PR #840, opened 2017-12-20
feat: Support HTTP Basic Authentication in REST Swagger connector generator

### LINKED ISSUE #436: Implement support for HTTP Basic Authentication

zregvart:
Adds support for HTTP Basic Authentication (not digest!) in REST Swagger connector generator.

Fixes #436

### DIFF
--- a/app/connectors/connectors/rest/rest-swagger-connector/src/main/java/io/syndesis/connector/swagger/SwaggerConnectorComponent.java
+++ b/app/connectors/connectors/rest/rest-swagger-connector/src/main/java/io/syndesis/connector/swagger/SwaggerConnectorComponent.java
@@ -31,6 +31,7 @@ import java.io.OutputStream;
 import java.net.URI;
 import java.nio.charset.StandardCharsets;
 import java.util.Arrays;
+import java.util.Base64;
 import java.util.HashMap;
 import java.util.Iterator;
 import java.util.Map;
@@ -46,7 +47,11 @@ public final class SwaggerConnectorComponent extends DefaultConnectorComponent {
 
     private AuthenticationType authenticationType;
 
+    private String password;
+
     private String specification;
+
+    private String username;
 
     public SwaggerConnectorComponent() {
         this(null);
@@ -64,8 +69,16 @@ public final class SwaggerConnectorComponent extends DefaultConnectorComponent {
         return authenticationType;
     }
 
+    public String getPassword() {
+        return password;
+    }
+
     public String getSpecification() {
         return specification;
+    }
+
+    public String getUsername() {
+        return username;
     }
 
     public void setAccessToken(final String accessToken) {
@@ -76,13 +89,24 @@ public final class SwaggerConnectorComponent extends DefaultConnectorComponent {
         this.authenticationType = authenticationType;
     }
 
+    public void setPassword(final String password) {
+        this.password = password;
+    }
+
     public void setSpecification(final String specification) {
         this.specification = specification;
+    }
+
+    public void setUsername(final String username) {
+        this.username = username;
     }
 
     /* default */ void addAuthenticationHeadersTo(final Map<String, Object> headers) {
         if (authenticationType == AuthenticationType.oauth2) {
             headers.put("Authorization", "Bearer " + accessToken);
+        } else if (authenticationType == AuthenticationType.basic) {
+            final String usernameAndPassword = username + ":" + password;
+            headers.put("Authorization", "Basic " + Base64.getEncoder().encode(usernameAndPassword.getBytes(StandardCharsets.UTF_8)));
         }
     }
 
--- a/app/rest/connector-generator/src/test/java/io/syndesis/connector/generator/swagger/BaseSwaggerGeneratorExampleTest.java
+++ b/app/rest/connector-generator/src/test/java/io/syndesis/connector/generator/swagger/BaseSwaggerGeneratorExampleTest.java
@@ -39,7 +39,7 @@ abstract class BaseSwaggerGeneratorExampleTest extends AbstractSwaggerConnectorT
     private final String specification;
 
     public BaseSwaggerGeneratorExampleTest(final String connectorQualifier, final String name) throws IOException {
-        specification = resource("/swagger/" + name + ".swagger.json");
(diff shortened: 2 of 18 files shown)


app/connectors/connectors/rest/rest-swagger-connector/src/main/java/io/syndesis/connector/swagger/SwaggerConnectorComponent.java
```diff
@@ -76,13 +89,24 @@ public void setAuthenticationType(final AuthenticationType authenticationType) {
...
 
+    public void setUsername(final String username) {
+        this.username = username;
+    }
+
     /* default */ void addAuthenticationHeadersTo(final Map<String, Object> headers) {
         if (authenticationType == AuthenticationType.oauth2) {
             headers.put("Authorization", "Bearer " + accessToken);
+        } else if (authenticationType == AuthenticationType.basic) {
+            final String usernameAndPassword = username + ":" + password;
```
jimmidyson: Do we care if username has `:` in it?

app/rest/connector-generator/src/test/java/io/syndesis/connector/generator/swagger/BaseSwaggerGeneratorExampleTest.java
```diff
@@ -39,7 +39,7 @@
     private final String specification;
 
     public BaseSwaggerGeneratorExampleTest(final String connectorQualifier, final String name) throws IOException {
-        specification = resource("/swagger/" + name + ".swagger.json");
+        specification = resource("/swagger/" + name + ".swagger.json", "/swagger/" + name + ".swagger.yaml");
```
jimmidyson: Supporting YAML definition is separate to this PR, but I'm OK to include it here or have it in separate PR - me likey granular PRs :)

app/rest/connector-generator/src/test/java/io/syndesis/connector/generator/swagger/TestHelper.java
```diff
@@ -56,4 +56,12 @@ private TestHelper() {
         return resource;
     }
 
+    /* default */ static String resource(final String path, final String alternative) throws IOException {
```
jimmidyson: I like this but how about expanding it even more, varargs loop through until find first resource? Slightly more flexible and might help us in future.

app/rest/connector-generator/src/test/java/io/syndesis/connector/generator/swagger/BaseSwaggerGeneratorExampleTest.java
jimmidyson: At least in a separate commit anyway please.

app/rest/connector-generator/src/test/resources/swagger/petstore.param_connector.json
```diff
@@ -172,11 +172,11 @@
   },
   "actions": [
     {
-      "id": "io.syndesis:rest-swagger-connector:1.2-SNAPSHOT:_id_:updatePet",
+      "id": "io.syndesis:rest-swagger-connector:@syndesis-connectors.version@:_id_:updatePet",
```
jimmidyson: Would be good to do this is separate commit please - needed change but easier to track in separate commit as it's unrelated to core change of this PR.

app/rest/connector-generator/src/test/resources/swagger/petstore.unified_connector.json
```diff
@@ -185,11 +185,11 @@
   },
   "actions": [
     {
-      "id": "io.syndesis:rest-swagger-connector:1.2-SNAPSHOT:_id_:updatePet",
+      "id": "io.syndesis:rest-swagger-connector:@syndesis-connectors.version@:_id_:updatePet",
```
jimmidyson: Same comment - separate commit please, well same commit as other similar changes.

app/connectors/connectors/rest/rest-swagger-connector/src/main/java/io/syndesis/connector/swagger/SwaggerConnectorComponent.java
zregvart: Probably, I don't think connector is proper place to make such decisions, it should take the property on face value. Not sure if there is a way to enforce property syntax for configured properties. Created #841

app/rest/connector-generator/src/test/java/io/syndesis/connector/generator/swagger/BaseSwaggerGeneratorExampleTest.java
zregvart: We already parse Swagger files using the Swagger API that supports both JSON and YAML, so this doesn't provide additional functionality. It was just somewhat easier to craft a YAML Swagger file for this test.

app/rest/connector-generator/src/test/java/io/syndesis/connector/generator/swagger/TestHelper.java
zregvart: Let's deal deal with that in the future, right now we need only one alternative (we check for JSON or YAML file present).

app/connectors/connectors/rest/rest-swagger-connector/src/main/java/io/syndesis/connector/swagger/SwaggerConnectorComponent.java
jimmidyson: This code path could be reached from multiple places so being defensive here makes sense to me as this is creating the basic auth header.

However... from https://tools.ietf.org/html/rfc2617#section-2 colon isn't valid in username so i think we can assume here that it is safe.

app/rest/connector-generator/src/test/java/io/syndesis/connector/generator/swagger/BaseSwaggerGeneratorExampleTest.java
jimmidyson: Ah OK.

PR #842, opened 2017-12-20
feat: Enable updating connector and icon via multipart request

jimmidyson:


app/rest/rest/src/main/java/io/syndesis/rest/v1/handler/connection/ConnectorHandler.java
```diff
@@ -179,4 +185,66 @@ public Kind resourceKind() {
...
+                String guessedMediaType = URLConnection.guessContentTypeFromStream(new BufferedInputStream(connectorFormData.getIconInputStream()));
+                if (!guessedMediaType.startsWith("image/")) {
+                    throw new IllegalArgumentException("Invalid file contents for an image");
+                }
+                MediaType mediaType = MediaType.valueOf(guessedMediaType);
+                Icon.Builder iconBuilder = new Icon.Builder().mediaType(mediaType.toString());
+
+                Icon icon = getDataManager().create(iconBuilder.build());
+                iconDao.write(icon.getId().get(), connectorFormData.getIconInputStream());
+                connectorToUpdate = new Connector.Builder().createFrom(connectorToUpdate).icon("db:" + icon.getId().get()).build();
```
zregvart: We have an almost identical code block CustomConnectorHandler: https://github.com/syndesisio/syndesis/blob/b2104477226ad73ebe1507ecbcdf106d3e603b94/app/rest/rest/src/main/java/io/syndesis/rest/v1/handler/connection/CustomConnectorHandler.java#L81-L96

would it make sense to pull this in a helper/base class?

zregvart:
@jimmidyson we decided on the standup today it's better to have this merged, and we can always refactor later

[What you need to do] Return exactly the lines from the beginning of the data above through the one containing "import java.net.URI;", please. Include both end lines and add nothing else.

[Written solution]
PR #840, opened 2017-12-20
feat: Support HTTP Basic Authentication in REST Swagger connector generator

### LINKED ISSUE #436: Implement support for HTTP Basic Authentication

zregvart:
Adds support for HTTP Basic Authentication (not digest!) in REST Swagger connector generator.

Fixes #436

### DIFF
--- a/app/connectors/connectors/rest/rest-swagger-connector/src/main/java/io/syndesis/connector/swagger/SwaggerConnectorComponent.java
+++ b/app/connectors/connectors/rest/rest-swagger-connector/src/main/java/io/syndesis/connector/swagger/SwaggerConnectorComponent.java
@@ -31,6 +31,7 @@ import java.io.OutputStream;
 import java.net.URI;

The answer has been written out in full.